Title: JavaScript developer looking to work remotely
Post by: didntlogin on October 10, 2014, 02:06:27 PM
I am a 21 year old college student looking to earn some extra pocket money.

I am familiar with HTML5, CSS3 and JavaScript. I consider myself an intermediate JavaScript programmer - I am comfortable with functional JavaScript and closures.
In the past, I have made an HTML5 game using the Phaser framework (Line Runner: http://arunmahadevan.com/linerunner/ (http://arunmahadevan.com/linerunner/) ), and a chat bot (Chat with Amy: http://chatwithamy.github.io/ (http://chatwithamy.github.io/) ).
I have interned at a pretty well known startup in my country (I shall PM its name if you're interested), where I worked on their custom URL shortener, and contributed highly scalable code to it.
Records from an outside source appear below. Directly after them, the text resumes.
PR #22, opened 2020-11-13
Adding cartesian communicator methods

csegarragonz:
As suggested in faasm/faasm#351

### DIFF
--- a/src/scheduler/MpiWorld.cpp
+++ b/src/scheduler/MpiWorld.cpp
@@ -206,6 +206,24 @@ void MpiWorld::getCartesianRank(int rank, int* dims, int* periods, int* coords)
     }
 }
 
+void MpiWorld::getRankFromCoords(int* rank, int* coords)
+{
+    int sideLength = static_cast<int>(std::floor(std::sqrt(this->size)));
+    int prank = 0;
+    int factor = 1;
+
+    int i = MPI_CART_MAX_DIMENSIONS - 1;
+    for (; i >= 0; --i) {
+        if (coords[i] == MPI_UNDEFINED) {
+            throw std::runtime_error(
+              "Cartesian rank with undefined coordinates.");
+        }
+        prank += factor * (coords[i] % sideLength);
+        factor *= sideLength;
+    }
+    *rank = prank;
+}
+
 int MpiWorld::isend(int sendRank,
                     int recvRank,
                     const uint8_t* buffer,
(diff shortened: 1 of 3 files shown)


src/scheduler/MpiWorld.cpp
```diff
@@ -176,6 +176,54 @@ std::string MpiWorld::getHostForRank(int rank)
...
+    }
+
+    // Compute the corresponding rank in a 2-dim grid given the original process
+    // rank.
+    // Note - this operation, when restricted to 2dims is quivalent to:
+    // coords = {rank / sideLength, rank % sideLength}
+    int sideLength = static_cast<int>(std::floor(std::sqrt(this->size)));
+    int nprocs = sideLength * sideLength;
+    if (rank >= nprocs) {
+        for (uint8_t i = 0; i < MPI_CART_MAX_DIMENSIONS; i++) {
```
Shillaker, line 193: Using an 8-bit unsigned integer as an array index and loop variable seems strange, what's the reason for this?

Shillaker, line 193: Using an 8-bit unsigned integer as an array index and loop variable isn't wrong, but it's not in the same style as the rest of the code (which would use an int). What's the reason for this?

src/scheduler/MpiWorld.cpp
```diff
@@ -176,6 +176,54 @@ std::string MpiWorld::getHostForRank(int rank)
...
+}
+
+void MpiWorld::getRankFromCoords(int* rank, int* coords)
+{
+    int sideLength = static_cast<int>(std::floor(std::sqrt(this->size)));
+    int prank = 0;
+    int factor = 1;
+
+    int i = MPI_CART_MAX_DIMENSIONS - 1;
+    for (; i >= 0; --i) {
```
Shillaker, line 216: Then the style of this for loop is also different, we usually initialise loop variables in the loop declaration (and this is using an int whereas the one above is using `uint8_t`)

Shillaker (changes requested):
Looks good other than questions around for loop syntax

src/scheduler/MpiWorld.cpp
csegarragonz: Funny enough, I had to change the type in this case (as using an unsigned int would overflow) but didn't bother looking what was used elsewhere.

Shillaker (approved):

I have worked with GulpJS, Grunt and Yeoman to automate several tasks. I am comfortable with MongoDB and Redis, having used both at my internship.
I wrote the URL shortener I mentioned above using NodeJS and Express. Apart from that, I have also used Socket.IO, and am familiar with concurrent programming using Node.
Other miscellaneous stuff I've worked with include: WordPress, Jekyll (the CMS), Bootstrap, Foundation.
I can also help you speed up your site on the frontend: Minifying JavaScripts and stylesheets, loading them asynchronously if needed, optimizing your images, making image sprites, etc.
Here's a link to my GitHub: https://github.com/arungm29 (https://github.com/arungm29).
I hope I can be of help!


Title: Re: JavaScript developer looking to work remotely
Post by: 🏰 TradeFortress 🏰 on October 10, 2014, 02:26:50 PM
Any examples of your coding practices for larger projects that require project modularization?

Samples of your nodejs code, specially how you counter the 'pyramid of doom'? Do you use Promises?


Title: Re: JavaScript developer looking to work remotely
Post by: didntlogin on October 10, 2014, 02:38:24 PM
Yes, indeed, I did use the bluebird library at my internship. By the pyramid of doom, are you referring to nested callbacks? I'd either make a named function instead of an anonymous function, or just modularize properly. Unfortunately, the codebase I worked on already used promises, so I never wrote that code from scratch, but I'm aware of how it works. I don't have the code though; they had a private repository on GitHub that I no longer have access to.